Exercise |
Below are the records; output them exactly from the first line through the line with "I have updated", stopping there.

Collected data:
PR #1721, opened 2020-06-05
Display authors name on hover

### LINKED ISSUE #1720: View emotion author on hover
**What should be added?**
View emotion author on hover

**Why should it be added?**
I think it is convenient and useful.

Roger-Chavez:
closes #1720

I have updated chatterino so that it shows the authors name for both bttv and ffz on hover.

### DIFF
--- a/src/providers/bttv/BttvEmotes.cpp
+++ b/src/providers/bttv/BttvEmotes.cpp
@@ -77,6 +77,10 @@ namespace {
 
                 auto id = EmoteId{jsonEmote.value("id").toString()};
                 auto name = EmoteName{jsonEmote.value("code").toString()};
+                auto author = EmoteAuthor{jsonEmote.value("user")
+                                              .toObject()
+                                              .value("name")
+                                              .toString()};
                 // emoteObject.value("imageType").toString();
 
                 auto emote = Emote({
@@ -86,7 +90,10 @@ namespace {
                         Image::fromUrl(getEmoteLinkV3(id, "2x"), 0.5),
                         Image::fromUrl(getEmoteLinkV3(id, "3x"), 0.25),
                     },
-                    Tooltip{name.string + "<br />Channel BetterTTV Emote"},
+                    Tooltip{name.string + "<br />Channel BetterTTV Emote" +
+                            ((author.string.isEmpty())
+                                 ? "<br />Channel Emote"
+                                 : "<br />By : " + author.string)},
                     Url{emoteLinkFormat.arg(id.string)},
                 });
 
--- a/src/providers/bttv/BttvEmotes.cpp
+++ b/src/providers/bttv/BttvEmotes.cpp
@@ -93,8 +93,8 @@ namespace {
                     },
                     Tooltip{name.string + "<br />Channel BetterTTV Emote" +
                             ((author.string.isEmpty())
-                                 ? "<br />By : " + userName.toUtf8()
-                                 : "<br />By : " + author.string)},
+                                 ? "<br />By: " + userName.toUtf8()
+                                 : "<br />By: " + author.string)},
                     Url{emoteLinkFormat.arg(id.string)},
                 });
 
--- a/src/providers/bttv/BttvEmotes.cpp
+++ b/src/providers/bttv/BttvEmotes.cpp
@@ -91,10 +91,10 @@ namespace {
                         Image::fromUrl(getEmoteLinkV3(id, "2x"), 0.5),
                         Image::fromUrl(getEmoteLinkV3(id, "3x"), 0.25),
                     },
-                    Tooltip{name.string + "<br />Channel BetterTTV Emote" +
+                    Tooltip{name.string + "<br>Channel BetterTTV Emote" +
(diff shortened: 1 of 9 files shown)


src/providers/bttv/BttvEmotes.cpp
```diff
@@ -77,6 +77,10 @@ namespace {
 
                 auto id = EmoteId{jsonEmote.value("id").toString()};
                 auto name = EmoteName{jsonEmote.value("code").toString()};
+                auto author = EmoteAuthor{jsonEmote.value("user")
+                                              .toObject()
+                                              .value("name")
+                                              .toString()};
```
pajlada, line 83: Is the Author just never part of the BTTV Emote response?
If it's never included, we probably shouldn't try to do any parsing since we don't know the scheme.

src/providers/bttv/BttvEmotes.cpp
```diff
@@ -86,7 +90,10 @@ namespace {
                         Image::fromUrl(getEmoteLinkV3(id, "2x"), 0.5),
                         Image::fromUrl(getEmoteLinkV3(id, "3x"), 0.25),
                     },
-                    Tooltip{name.string + "<br />Channel BetterTTV Emote"},
+                    Tooltip{name.string + "<br />Channel BetterTTV Emote" +
+                            ((author.string.isEmpty())
+                                 ? "<br />Channel Emote"
+                                 : "<br />By : " + author.string)},
```
pajlada, line 96: If no author information is found, we simply shouldn't add any text at all.
Right now, all BTTV Channel Emotes have a tooltip that look like this:
```
FeelsKKonaMan
Channel BetterTTV Emote
Channel Emote
```

src/providers/bttv/BttvEmotes.cpp
Roger-Chavez: Channel Emotes and Shared emotes return different JSON objects. Shared Emotes contains the "user" object which contains the "name" of the person who uploaded the emote (what I'm referring to as the author of the emote.)

Here are what the JSON objects look like:

## Shared Emotes 
sharedEmotes

## Channel Emotes
channelEmotes

src/providers/bttv/BttvEmotes.cpp
Roger-Chavez: Should I prevent it from printing anything if 'author' is an empty string? 

Yea now that I look at it it doesn't look good.

That should only be printing for emotes that are uploaded by the user. So emotes that are within the 'channelEmotes'.

For 'sharedEmotes' it looks like this for me. 
sharedEmotesExample

Roger-Chavez: Leaving it blank also didn't sit well with me considering that everything else aside from twitch emotes displayed the user that posted the emote (AKA author). 

Since "channelEmotes" contain emotes published by the user of the current channel  (AKA author) I checked to see if the current channels username was stored in the "TwitchChannel" class. This class contains the "loadChannel" function which is used to load the channel emotes among other data. Sure enough, the "userName" is stored within that class I opted to pass it through to load channel and parseChannelEmotes.

src/providers/bttv/BttvEmotes.cpp
```diff
@@ -86,7 +91,10 @@ namespace {
                         Image::fromUrl(getEmoteLinkV3(id, "2x"), 0.5),
                         Image::fromUrl(getEmoteLinkV3(id, "3x"), 0.25),
                     },
-                    Tooltip{name.string + "<br />Channel BetterTTV Emote"},
+                    Tooltip{name.string + "<br />Channel BetterTTV Emote" +
+                            ((author.string.isEmpty())
+                                 ? "<br />By : " + userName.toUtf8()
+                                 : "<br />By : " + author.string)},
```
zneix, line 97: @Roger-Chavez Looks like you've got an extra space here (`By :`).

Roger-Chavez:
I'm working on getting the channel name to show under twitch emotes

pajlada:
Thanks a lot for your contribution @Roger-Chavez !

If you would like to be added to the contributors list in the clients about page, you can read the instructions over here and do that in a separate PR
https://github.com/Chatterino/chatterino2/blob/master/resources/contributors.txt#L1-L6

zneix:
@Roger-Chavez are you still working on showing twitch channel names on twitch emotes?

P.S. I also wanted to note here that while BTTV emotes show username (full-lowercase), FFZ ones show display-name with capital letters and sometimes "japanese names", which I think should be changed to show username instead. Maybe that can be changed with another PR about channel names for twitch emotes.

Roger-Chavez:
@pajlada Yes I can make the names displayed for FFZ and BTTV consistent. I can also finish up the twitch emotes display. I was having some issues the scope within the get request, should I join the chatterino discord if I have any questions about that?  

Also do I need to create a new issue?

zneix:
Sure, create a new pull request/issue for twitch emotes and for any help you can join Chatterino discord (or pajladas twitch chat), ping me there and we can have a look at it in the morning.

Written solution |
PR #1721, opened 2020-06-05
Display authors name on hover

### LINKED ISSUE #1720: View emotion author on hover
**What should be added?**
View emotion author on hover

**Why should it be added?**
I think it is convenient and useful.

Roger-Chavez:
closes #1720

I have updated chatterino so that it shows the authors name for both bttv and ffz on hover.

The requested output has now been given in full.